Moreover, the Information Technology for the Future of Cancer (ITFoC) [49] introduces a framework for the validation of AI algorithms with omics and clinical data for prediction of the treatment response in triple-negative breast cancer (TNBC) [50]. In this framework, the AI models will be developed and validated on real-world data. The clinical and -omics data will be harmonized via the OMOP CDM and terminologies, such as ICD-10, Logical Observation Identifiers Names and Codes (LOINC), and SNOMED-CT.

Furthermore, Lee et al. [51] perform a retrospective study of data obtained from seven hospitals in Korea that adopted the OMOP CDM as main research data repository. The study aims to find the association of angiotensin-converting enzyme inhibitor (ACEi) and angiotensin receptor blocker (ARB) with lung cancer development. Similar to Meystre et al., for cohort definition and defining the baseline characteristics of the study, the OHDSI tool ATLAS was used.

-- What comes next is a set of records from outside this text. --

PR #5831, opened 2026-08-12
fix: align entrypoint configuration contract

### LINKED ISSUE #5813: Same config, different numbers by entry point: single-period ignores transaction costs and weighting.name; vol_adjust.enabled and harness ddof also split
## Why

The same configuration produces different numbers depending on which entry point runs it. Transaction costs, weighting scheme, and volatility-targeting are each honoured on one path and ignored or stripped on another. For an allocator tool whose selling point is reproducible config-driven runs, this is the highest-consequence class of defect in the repo.

The 2026-06-01 audit found these as single-path defects and they were closed (#5389–#5439). The fixes were applied to the **multi-period** path; the **single-period** path and the strict config model were not brought along. Two independent audit passes (gemini wiring pass, cursor duplication pass) found the cost split separately at tip `b45d1780`.

**1. Transaction costs — single-period path ignores them entirely.**
- Multi-period honours `CostModel` (`src/trend_analysis/multi_period/engine.py:315-350`).
- Single-period deducts only the flat `run.monthly_cost` (`src/trend_analysis/stages/portfolio.py:571-572`, `:803-804`; `src/trend_analysis/pipeline_entrypoints.py:108-117`), so configured `portfolio.transaction_cost_bps` and `portfolio.cost_model.*` have **zero effect** on single-period returns and every metric derived from them. Also reachable via `src/trend_analysis/api.py:488`.

**2. Weighting — `portfolio.weighting.name` is inert on the single-period path.**
- Multi-period resolves both keys (`multi_period/engine.py:178-274`).
- Single-period inspects only `portfolio.weighting_scheme` (`pipeline_entrypoints.py:109`, `stages/portfolio.py:288`) and silently falls back to `"equal"`. `config/defaults.yml:95` ships `portfolio.weighting.name: score_prop_bayes`, which therefore does nothing on that path.

**3. `vol_adjust.enabled` semantics are path-dependent.**
- `pipeline_helpers.py:79` and `:436` **do** read `enabled` from the raw config section.
- The strict config model **pops it**: `config/model.py:551-559`, `_drop_legacy_runtime_flags` removes `enabled` and `window` before validation (the model is `extra="forbid"`, so popping is how the legacy key is tolerated).
- `stages/portfolio.py:472,499` gates volatility scaling on `if target_vol is None:` — not on `enabled`.
- `config/demo.yml:19` sets `enabled: false` with the comment `# keep it off for speed`, so a shipped config expresses an intent whose effect depends on which path consumes it.

**4. The two engines disagree on Sharpe/volatility by construction.**
- `src/trend_analysis/backtesting/harness.py:597` computes both volatility and Sharpe with `active_returns.std(ddof=0)`.
- The canonical metrics use `ddof=1` (`src/trend_analysis/metrics/__init__.py:213`).
- On a 12-period out-of-sample window that is a ~4.4% systematic difference in volatility (`sqrt(12/11)`), so the harness and the main pipeline will report different risk for identical inputs.

None of this is caught by the suite: each path is tested in isolation, and no test asserts that the **same config through different entry points** yields the same numbers.

## Scope

Establish one cost/weighting/vol-adjust contract that every entry point honours identically, and add a cross-entry-point parity test that fails when they diverge. Treat this as **one contract change**, not four separate patches — that is the lesson of the previous fix arc.

## Non-Goals

- Do **not** change the economics of the cost model, the weighting implementations, or the vol-targeting maths. This issue is about **which code reads which key**, not about the formulas.
- Do **not** delete `backtesting/harness.py`. Decide and document whether it is a second engine or a thin delegator; if it must keep `ddof=0` for a stated reason, record that reason in the code and make the difference explicit rather than incidental.
- Do **not** change `config/demo.yml`'s intent (`vol_adjust.enabled: false`) as a way of hiding the inconsistency.
- Do **not** silently start charging costs on paths where a documented decision says they should not apply — if any such decision exists, state it in `Implementation Notes` on the PR and gate accordingly.

## Tasks

- [ ] Route the single-period path through the same cost resolution the multi-period path uses, so `portfolio.transaction_cost_bps` and `portfolio.cost_model.*` take effect (`stages/portfolio.py:571-572,803-804`; `pipeline_entrypoints.py:108-117`).
- [ ] Make the single-period path resolve `portfolio.weighting.name` as well as `portfolio.weighting_scheme`, using the multi-period resolver (`multi_period/engine.py:178-274`) rather than a second copy.
- [ ] Decide the intended semantics of `vol_adjust.enabled` and implement it in one place: either stop popping it at `config/model.py:551-559` and have `stages/portfolio.py` gate on it, or formally deprecate it (warn on use, remove from `config/defaults.yml` and `config/demo.yml`, and drop the `pipeline_helpers.py:79,436` reads). Do not leave both behaviours live.
- [ ] Resolve the `ddof` split: have `harness.py:597` use the canonical metric helpers, or document an explicit, tested reason for `ddof=0`.
- [ ] Add the cross-entry-point parity cases named in Acceptance Criteria to `tests/test_entrypoint_contract_parity.py`.

## Acceptance Criteria

- [ ] A config with a non-zero `portfolio.transaction_cost_bps` produces **lower** net returns than the same config with zero, on the single-period path as well as the multi-period path (direction check).
- [ ] A config with `portfolio.weighting.name: score_prop_bayes` and no `weighting_scheme` produces non-equal weights on the single-period path.
- [ ] `vol_adjust.enabled: false` has one documented, tested meaning that is identical on every path that consumes it.
- [ ] `harness.py` and the canonical metrics report the same Sharpe and volatility for the same return series, or the difference is asserted deliberately by a test that names the reason.
- [ ] **Named test gate**: `tests/test_entrypoint_contract_parity.py::test_same_config_same_numbers_across_entrypoints` runs one fixture config through the single-period and multi-period entry points and asserts the cost-sensitive and weighting-sensitive outputs agree (within a stated tolerance), plus a direction assertion that raising `transaction_cost_bps` lowers net return on **both**.
- [ ] **Deliberate-break demonstration**: revert the single-period cost wiring only, confirm `test_same_config_same_numbers_across_entrypoints` **fails**, then restore and confirm it passes. Record both outcomes in the PR description.

## Implementation Notes

- The fixture must not be homogeneous. The prior audit's own conclusion was that value-level assertions were missing and keys-only checks let wiring bugs survive; use a config that exercises non-default cost bps, a non-equal weighting scheme, and a non-`None` `target_vol`.
- gemini's full wiring pass and cursor's duplication pass are stored at `Code/Audits/Trend_Model_Project/2026-08-11-01-wiring.md` and `…-02-quality-dup.md` and contain the complete line inventories behind the four items above.
- One related claim was **checked and downgraded** during the audit and should not be treated as part of this issue: `data.frequency` is *not* simply "hardcoded to 12" — `infer_periods_per_year()` exists (`util/frequency.py:159`), `regimes.py` threads `periods_per_year` with a frequency-derived default, and `pipeline.py:246` accepts an override. The narrower true statement is that `12` is the metrics-layer default and end-to-end honouring is path-dependent. If you want that closed too, file it separately.

stranske:
Closes #5813

## Summary
- centralize cost and weighting resolution used by both single-period and multi-period entry points
- preserve finite/non-negative cost validation and align harness Sharpe/volatility with the canonical metrics
- add a named cross-entry-point contract test

## Validation
- `PYTHONPATH=src python -m pytest -q tests/test_entrypoint_contract_parity.py tests/test_pipeline_entrypoints.py tests/test_trend_config_model_additional.py tests/test_weighting_resolution.py tests/backtesting/test_harness.py` (66 passed)
- `python -m ruff check src/trend_analysis/config_contract.py src/trend_analysis/pipeline_entrypoints.py src/trend_analysis/multi_period/engine.py tests/test_entrypoint_contract_parity.py`
- `git diff --check`

## Deliberate-break evidence
Temporarily changed the single-period monthly-cost resolver to return `0.0`; `tests/test_entrypoint_contract_parity.py::test_same_config_same_numbers_across_entrypoints` failed with `0.0 == 0.0015`. Restored the shared resolver and the focused suite passed.

## Summary by CodeRabbit

* **Improvements**
  * Standardized portfolio weighting and transaction-cost configuration across single-period and multi-period analysis.
  * Added consistent handling for configuration formats, precedence rules, validation, and legacy fallbacks.
  * Ensured monthly pipeline costs are converted consistently.

* **Bug Fixes**
  * Resolved inconsistencies where equivalent portfolio settings could produce different costs or weighting schemes.
  * Confirmed that nonzero transaction costs appropriately reduce returns.

### DIFF
--- a/src/trend_analysis/config_contract.py
+++ b/src/trend_analysis/config_contract.py
@@ -45,8 +45,8 @@ def resolve_portfolio_weighting_name(
     """Resolve legacy and nested weighting keys with one documented precedence."""
 
     weighting_cfg = section_get(portfolio_cfg, "weighting", {})
-    nested_name = section_get(weighting_cfg, "name")
-    legacy_name = section_get(portfolio_cfg, "weighting_scheme")
+    nested_name = section_get(weighting_cfg, "name", None)
+    legacy_name = section_get(portfolio_cfg, "weighting_scheme", None)
     if legacy_name not in (None, ""):
         resolved_legacy = normalise_weighting_name(legacy_name)
         if resolved_legacy not in _WEIGHTING_SCHEME_PLACEHOLDERS or not nested_name:
@@ -61,9 +61,26 @@ def optional_cost_bps(value: Any, *, field: str) -> float | None:
         parsed = float(value)
     except (TypeError, ValueError) as exc:
         raise CoreConfigError(f"portfolio.{field} must be numeric") from exc
-    if not math.isfinite(parsed) or parsed < 0:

As shown in Table 1, all of the abovementioned articles use the OMOP CDM as a data standardization model, transform their datasets to this format, and design their AI-based analysis on it. The vocabularies that are used in these papers to transform data into the OMOP CDM structure include the International Classification of Diseases Clinical Modification, 9th Revision (ICD-9-CM), International Classification of Diseases Clinical Modification, 10th Revision (ICD-10-CM), SNOMED-CT, and LOINC codes. Moreover, a wide range of models are used as predictive models in the aforementioned papers, starting from classical machine learning methods, e.g., RF, GBM, all the way to other regression and classification methods, including linear regression, lasso regression, SVM, and k-Nearest Neighbors (KNN). Since the OMOP CDM harmonizes different data structures, the same predictive tool or trained model can be applied in different medical studies.

Table 1. An overview of the dataset size and features used in the articles, vocabularies used to transform them into OMOP CDM format, and predictive models used to analyze the data.

Article	Dataset Size	Features	Vocabularies	Predictive Models
Felmeister et al. 2017 [1]	1000 Patients	patient, condition, observation, drug exposure and demographics (gender, race, date of birth, etc.)	ICD-9-CM, ICD-10-CM, SNOMED-CT	LR, LDA, KNN, CART, NB, and SVM
Meystre et al. 2019 [47]	229 Patients	patient identifier, gender, date of birth, height, weight, diagnostic code, procedure code, and clinical notes	LOINC, SNOMED-CT	NLP and SVM
Seneviratne et al. 2018 [48]	5861 Patients	conditions, procedures, medications, observations, and laboratory values	ICD-9 and ICD-10	LASSO, RF, GBM, and XGB
Tsopra et al. 2021 [50]	-	-	ICD-10, LOINC, and SNOMED-CT	-
Lee et al. 2021 [51]	207,794 Patients	age group, medical history: general (e.g., dementia, cardiovascular disease (e.g., arterial fibrillation), and neoplasms (e.g., malignant neoplasm of anorectum)	-	Cox regression

In summary, all of the abovementioned finally included articles use the OMOP as a common data model, out of which two (Meystre et al. and Lee et al.) use ATLAS for the purpose of cohort definition. Seneviratne et al. use only tree-based methods, whereas the other studies commonly utilize a combination of different types of methods (e.g., tree-based, boosting, SVMs). The use of different methods can also be obtained by using the PLP from OHDSI. Only Felmeister et al. use Centers for Medicare and Medicaid (CMS) Medicare Claims Synthetic Public Use Files (SynPUF) simulated data [52], which is a freely available dataset converted to the OMOP CDM used for benchmarking studies and technology implementations. A single study (Meystre et al.) uses unstructured, i.e., free text data for the initial analysis, and Tsopra et al. uses -omics data in addition to structured clinical data.